You can enable PII masking in Bronto to hide any personal identifiable information that may be present in your log data. To enable PII masking you must create a custom role with the Read PII Data permission disabled, and associate the role with individual users. Users will see ******** in place of potentially sensitive information, for example: 
user="******** ********" ip="********" msg="Hello, I'm interested in your Positive Psychology course. Please send more information to my email ********. Thanks!"

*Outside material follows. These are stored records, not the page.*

PR #1167, opened 2016-10-20
Change kick API

boy0001:
Keeps old methods for compatiblity, but all existing code now uses the
PlayerKickEvent.Reason so it can be properly identified in an event.

### DIFF
--- a/src/main/java/cn/nukkit/Server.java
+++ b/src/main/java/cn/nukkit/Server.java
@@ -16,6 +16,7 @@ import cn.nukkit.entity.weather.EntityLightning;
 import cn.nukkit.event.HandlerList;
 import cn.nukkit.event.level.LevelInitEvent;
 import cn.nukkit.event.level.LevelLoadEvent;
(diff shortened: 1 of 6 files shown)


PeratX:
seems nice!

src/main/java/cn/nukkit/Server.java
```diff
@@ -908,9 +909,10 @@ public void sendRecipeList(Player player) {
 
     private void checkTickUpdates(int currentTick, long tickTime) {
         for (Player p : new ArrayList<>(this.players.values())) {
-            if (!p.loggedIn && (tickTime - p.creationTime) >= 10000) {
-                p.close("", "Login timeout");
-            } else if (this.alwaysTickPlayers) {
+            if (!p.loggedIn && (tickTime - p.creationTime) >= 10000 && p.kick(PlayerKickEvent.Reason.LOGIN_TIMOUT)) {
+                continue;
```
Pub4Game: close()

Currently Bronto masks the following PII by default:
  • Full Names
  • Email addresses
  • IPV4 & IPV6 addresses
  • Phone numbers
Reach out to support if you require masking for other types of PII.

Sort By Column

In the “List of Events” view, you can sort events by any column in either ascending or descending order. Once sorted, the events will be displayed in the selected order. However, please note the following limitations:
  • If more than 25,000 events match your filter, only the first 25,000 matches will be included in the sort. In that case, the timeline will show a greyed-out section representing the portion of the time range that was excluded.
  • To sort over a larger time range, try refining your filter to match 25,000 events or fewer. For example, if you are interested in the slowest response times in some logs, you could filter using conditions like duration_ms>2000 or duration_ms>4000 to reduce the number of matching events.
  • You can view up to a maximum of 1000 events from the overall sorted set of events.
Attributes are sorted alphabetically or numerically, depending on which datatype is more common for that attribute. Events that don’t have the selected attribute are excluded from the sorted results.